Born in Bronxville on May 20, 1964, Larry Joffe grew up in Long Beach, graduating from Long Beach High School. He was the middle child of three — his older sister, Ellen, died of ocular melanoma; his younger sister, Sharon, was the WLIR radio personality Sharon at the Shore. Larry Joffe was a talented hockey player, a lifelong New York Islanders fan, and for fun built race cars he drove at Lime Rock Park, Connecticut, Susan Joffe said.

He also did home renovation work for family and friends.

It was the kid in Larry that Rachel Joffe said first attracted her. She grew up in Commack, had never married, and was almost 40 when she was persuaded to meet him for a date.

Booked for a snow-tubing trip to Pennsylvania, there wasn't enough room on the bus for Larry — so, letting her guard down, Rachel agreed to make the round-trip with him by car.

"When you know, you know," she said. "It felt like I knew him forever … We were engaged within eight months, married within a year. I was like, 'If I like being with you that long, then we're definitely a match.' He could bake you the best cheesecake you ever had, make you the best spaghetti and meatballs you'd ever eaten, then could go and gut a room for a renovation.

"I used to call him 'Martha Stewart with a hard hat.' He was funny. He was my rock.

"I can't tell stories about him and just not laugh."

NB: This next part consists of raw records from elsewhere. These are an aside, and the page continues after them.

PR #24, opened 2023-04-26
Add First Pax Test

ashors1:
This PR adds a single-GPU nightly Pax test.

### DIFF
--- a/.github/container/test-pax.sh
+++ b/.github/container/test-pax.sh
@@ -197,6 +197,8 @@ class GPT126MPP(TransformerLmSpmdPipelineAdam):
     task_p = super().task()
     task_p = configure_gpt3_task(self, task_p)
 
+    task_p.train.num_train_steps = self.MAX_STEPS
+
     model_p = task_p.model
     
     ### compute layernorm reductions in fp32. Needed for stable training on GPUs
@@ -259,5 +261,8 @@ python -m paxml.main \
     --alsologtostderr \
     $([[ $MULTIPROCESS != 0 ]] && echo --multiprocess_gpu)
     
+
+rm -r ${OUTPUT}/checkpoints
+
 set +x
 echo "Output at ${OUTPUT}"
--- a/.github/container/test-pax.sh
+++ b/.github/container/test-pax.sh
@@ -1,0 +1,264 @@
+#!/bin/bash
+
+# # Parse command-line arguments
+
+print_var() {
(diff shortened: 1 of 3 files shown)


.github/container/test-pax.sh
```diff
@@ -0,0 +1,264 @@
...
+args=$(getopt -o b:s:o:h --long batch-per-gpu:,dtype:,steps:,help,multiprocess,output:,data-parallel:,tensor-parallel:,pipeline-parallel: -- "$@")
+if [[ $? -ne 0 ]]; then
+    exit $1
+fi
+
+# Default arguments
+MULTIPROCESS=0
+OUTPUT=$(mktemp -d)
+
+export BATCH_PER_GPU=4
```
yhtang, line 36: It is not necessary to `export` the variables for use in the heredoc (`EOF ... EOF`). We can directly use variable substitutions (`${VARIABLE}`).

.github/container/test-pax.sh
```diff
@@ -0,0 +1,264 @@
...
+import os
+import math
+from paxml import tasks_lib, experiment_registry
+from paxml.contrib.gpu.scripts_gpu.configs import GPT126M, configure_gpt3_task
+from paxml.tasks.lm.params.c4 import TransformerLmSpmdPipelineAdam
+from paxml.tasks.lm.params.lm_cloud import SyntheticDataset
+from praxis import base_layer
+from praxis import layers
+
+dp = int(os.getenv("DP"))
```
yhtang, line 126: Directly embedding the value using variable substitution may be better for archiving purposes. Otherwise, we won't know the value of `dp` without knowing the value of the environment variable `DP`, which is not readily available from this script.

yhtang (changes requested):

.github/container/test-pax.sh
ashors1: Done. Note that paxml expects `VOCAB_PATH` to be set as an environment variable, so we still export `VOCAB_PATH` in the script.

yhtang: This script will run on a GitHub Actions runner, which will submit a SLURM job to a remote cluster. Hence, the variable will not be available even if exported here.

yhtang: We will need to add an `#SBATCH --export=...` directive around line 61-67 to pass in this variable.

yhtang (approved):
Let's merge and see how it works in real life.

 At the funeral service, Daniella Joffe — Dani, who is preparing for her bat mitzvah next month — referred to her dad as "her little brother." That's how close, Joffe said, their relationship was. "He used to tell our daughter, 'As long as Mommy still thinks I'm funny, everything's fine.'"

Joffe said she's grateful Larry and Daniella went on a father-daughter trek to Billund, Denmark a month or so ago to visit the Lego House — a more than 35,000-square-foot building filled with 25 million Lego bricks near Legoland and Lego Group headquarters.

Now, the store grand opening will take place Saturday at 10 a.m.

There'll be all sorts of Lego kits for sale — new kits, old kits, used kits — and tables with loose Lego bricks, not to mention mini figures that span the range of imagination, Joffe said. The store features a lounge area where parents can relax as their children explore. And, of course, Joffe said, there are various Lego attractions for adults who love them.

A guest from the reality compeition TV series "Lego Masters" also is scheduled to appear, Joffe said.

Everything will be in place, she said. Except for Larry.

"When I was sitting there at the hospital, I knew something was going on," Joffe said. "But I never dreamed it had anything to do with us, that he wasn't going to be fine. When the doctor came out and said, 'I'm sorry' — well, I just fell to the floor … Now, all I can do is make this work. For Larry.

"He was the biggest kid you'd ever meet. This was his dream."